I can only say that because I didn't have too.


----------



## MrUnix (May 18, 2012)

The way the saw is setup, the cut is similar to that of a band saw. Very impressive, and obviously something that they have been doing for at least 70 years based on the narration (and apparently without much incident as they still have all their digits). I wouldn't want to try it myself, but I applaud their skill.

Cheers,
Brad


----------



## Dutchy (Jun 18, 2012)

What he is doing is forbidden by the european (EC) law. The least annoying thing is when he gets an accident he don,t get any insurance payment.


----------



## wormil (Nov 19, 2011)

Italians are more manly and don't mind losing a finger or hand to prove it.


----------



## SCOTSMAN (Aug 1, 2008)

The way the saw is setup, the cut is similar to that of a band saw.
Sorry that's just not true. A bandsaw cuts very differently to a circular saw .The physics involved are no way even similar.
A circular saw can throw the wood back towards you and even if it climbs the cut draw your hand into the blade.Doing this with no jig or pushsticks is foolhardy and very dangerous. I reckon it will only be a question of when a serious accident will occur as oposed to if.The man is either, very badly trained, or an idiot Ssorry it has nothing about brave Italians.Just a lifetimes supply of very dangerous bad habits along with no idea of the dangers involved .If he did he simply would not do this.There is not a competent wood worker alive who thinks this is brave or acceptable or would condone this in any way. I actually feel sorry for him so far he's been very lucky. IMHO Alistair


----------



## MrUnix (May 18, 2012)

The way the saw is setup, the cut is similar to that of a band saw.

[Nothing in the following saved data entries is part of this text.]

PR #2096, opened 2018-11-21
Adding leaky relu

jbobba:
LeakyRelu - Max(input, input*alpha), alpha >0


src/ngraph/runtime/cpu/pass/cpu_assignment.cpp
```diff
@@ -723,6 +724,25 @@ namespace ngraph
...
+                    auto arg0_rank = arg0_shape.size();
+                    auto result_shape = node->get_output_shape(0);
+
+                    if ((arg0_rank == 4 || arg0_rank == 2) &&
+                        node->get_input_element_type(0) == element::f32)
+                    {
+                        auto op_annotations =
+                            std::make_shared<ngraph::runtime::cpu::CPUOpAnnotations>();
+                        op_annotations->set_mkldnn_op(true);
+                        leaky_relu->set_op_annotations(op_annotations);
```
gaurides: Can this also be `in_place` op like `Relu`?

*Sorry that's just not true. A bandsaw cuts very differently to a circular saw .The physics involved are no way even similar.*

I was referring to the direction of the cut.. the blade is travelling downward when it meets the wood, and the piece is held firmly on a stationary table, very much like that of a band saw. The physics involved doing the same process with a table saw would be very different. And as the narrator mentions, they have been doing it that way for at least 70 years, so I'm sure lack of training isn't an issue.

Cheers,
Brad


----------



## Dark_Lightning (Nov 20, 2009)

I wouldn't do this, and am glad I don't have those shoes to fill for a living. I don't use tobacco in any form. In my family, death is early and painful for tobacco users.


----------



## JoeLyddon (Apr 22, 2007)

I clicked that link, at the very start of this thread, only to see how they got the briar, cured it, to get READY for making a pipe…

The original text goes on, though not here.